EXHIBITIONS

ネルソン・ホー「鏡中花、水中月 - A Mere Reflection of Flower and Moon」

2025.12.06 - 12.27
 東京・新宿の√K Contemporaryで、マレーシア出身のアーティスト、ネルソン・ホーによる個展「鏡中花、水中月 – A Mere Reflection of Flower and Moon」が開催される。会期は12月6日〜27日。

 ホーは多摩美術大学で日本画を学び、岩絵具による絵画をはじめ、陶芸、写真、インスタレーションなど多様な素材を横断しながら、LGBTQの経験、宗教との葛藤、メンタルヘルスといった現代的テーマに取り組んできた。作家自身が「イスラム宗教色の強いマレーシアに育ったゲイの私にとって、美は宗教に代わるものでした」と語るように、本展は濃密な宗教文化のなかで育ったクィア当事者にとって、“美”がいかに精神的支えとなり得るのかを探る試みでもある。
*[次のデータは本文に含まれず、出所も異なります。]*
PR #432, opened 2023-03-05
Use connectionless packets for authentication

### LINKED ISSUE #429: Perform server auth over game port
Reuse the game port for server auth and verification instead of running a separate HTTP server.

- easier server setup
- only a single port to forward
- easier p2p and tunneling if we ever decide to do so
- nicer architecture
- auth working is more closely tied to the specific server, eliminating a very common class of hard-to-troubleshoot config problems

The implementation in Atlas will be backwards-compatible with old clients/servers.

pg9182:
This replaces the built-in HTTP server with connectionless packets for authentication.

A new `T` packet type is defined for JSON requests from Atlas (replies are sent over HTTP). This type does not conflict with existing connectionless packet types.

This change requires an Atlas update, but does not require a version gate since compatibility with old gameservers is retained and clients are not affected.

- closes #429
- includes #434 (merge it first)
- requires R2Northstar/Atlas#31 (or server registration will fail)


pg9182:
Testing the connectionless packet encoding and handling:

 本展では、新作ペインティングや立体作品、インスタレーションに加え、イサム・ノグチ、水之江忠臣、柳宗理など日本を代表するデザイナーの家具を展示空間に取り入れる。装飾を排し、機能美を追求した家具とホーの作品を併置することで、会場全体を「クィアの聖域」として再構成し、鑑賞者が座る・立ち止まるといった身体的行為を通して空間との新たな関係性を生み出す構成が試みられている。

 哲学者ホイットニー・デイヴィスの著作『Queer Beauty』から着想を得ており、クィアの美意識を「抑圧から脱却し、世界を再構築するための方法」ととらえるホー。美が贅沢品ではなく「精神的サバイバルの必需品」として機能し得る点を重視し、個人的記憶や儀式性を織り交ぜながら、空間全体をひとつの体験として提示するという。

 会期中は、内海潤也(公益財団法人石橋財団アーティゾン美術館学芸員)によるギャラリートークや、Andromeda、Nixie Humidityによるドラァグクイーン・パフォーマンスも予定され、作品理解を深める関連プログラムとして構成されている。

 繊細な素材へのまなざしと、東アジアの絵画・工芸技法を取り込みながら展開されるホーの作品は、ジェンダーやセクシュアリティをめぐる個人的な経験と、より普遍的な「生の不安と希望」とを静かに結びつける。本展では、その新たな展開を俯瞰する機会となる。